Some bears believe that Apple cannot continue to innovate at their current pace. The competitors will continue to make products that are similar and undercut Apple on price. Backlash against their heavy handed developer contracts and lack of control of their devices might be their undoing. All of the scenarios are very real possibilities.

Every weekday (except holidays), investors from around the world vote with their dollars on the future value of Apple. For every single share that is bought, there must be a seller. The seller is implicitly stating that they believe the best days for Apple are behind them (or they need the money). The buyer is stating that they believe in the future of Apple as a company and that they will continue to see further appreciation in the stock. Millions of shares are changing hands every single day bought and sold by anyone from an individual investor in their living room to large mutual funds. There are ups and downs and no one can claim to know the future of the company. In the long run, the bulls may be right, but it could just as easily be the bears.
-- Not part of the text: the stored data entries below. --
PR #1308, opened 2025-07-07
Connect top_k in Interpreter/Engine up to front-end vis

hudson-ai:
1. Removes `EngineOutput` in favor of purely using `GenTokenExtra`
2. Engine now returns `GenTokenExtra` whenever we have top-k (still just for generated tokens)
3. Refactored `get_next_token_with_top_k` a bit for more readability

Although Apple is the most valuable company in the world, one never hears anyone refer to an “Apple bubble”. This is a real company, making real products, bought by real consumers. The financial metrics to value this company, if anything, point to a company that may be undervalued. This undervaluation may or may not be rational due to the significant risks Apple faces in the market. Buyers of Apple stock are not Greater Fools or participating in some type of Apple Ponzi Scheme - even if its growth decelerates, the stock is not priced to perfection.

In short, Apple is the exact opposite of the Australian housing market. Every key metric - price to rent, price to income, debt to GDP, etc. is not just overvalued. It is EXTREMELY overvalued. There is no rational explanation for the incredible run up in home prices over the last decade. Since residential property is no longer tied in any conceivable ways to its fundamentals, there is no explanation other than it is a bubble, driven by emotions, and bound to pop. Very recent history has shown the old mantra “you can’t go wrong with real estate” is patently false. Home values in the United States, the UK, Spain, and Ireland have fallen 40-60% from their bubble peaks. The swift increase in home prices in Australia has already eclipsed the run ups in the previously mentioned countries who have seen their bubbles burst. There is no other possible outcome.

Disclaimer: Between Julie and myself; we own one MacBook Pro, two MacBook Airs (one was provided by Julie’s work), two first generation iPads, and two Apple TVs. We have each owned the original iPhone, the iPhone 3GS, and two iPhone 4’s (we sold our US phones before leaving and got new iPhones in Oz). I have been accused of being an Apple fanboy. Although I believe this takes things too far, I do tend to buy their products and have a certain degree of loyalty to them. That being said, I do not own a single share of Apple stock. I do not advocate buying or selling Apple - it is really hard to say if it is fairly valued or not, but if ever there were a company that I would call fairly valued, this would be it. Please do not take my very rudimentary analysis as financial advice to either buy or sell Apple stock. However, if you own residential property in Australia, immediately build a time machine and sell it in 2010.